Segment Start: Given records

PR #556, opened 2019-05-07
typo

karlkauc:
I think there is a typo - as there is no "-schemSpec" parameter.

### DIFF
--- a/docs/source/configuration/commandline.rst
+++ b/docs/source/configuration/commandline.rst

Segment End: Given records

Work to be completed: Go through the entries and copy every line with "docs".

Finished task:
--- a/docs/source/configuration/commandline.rst
+++ b/docs/source/configuration/commandline.rst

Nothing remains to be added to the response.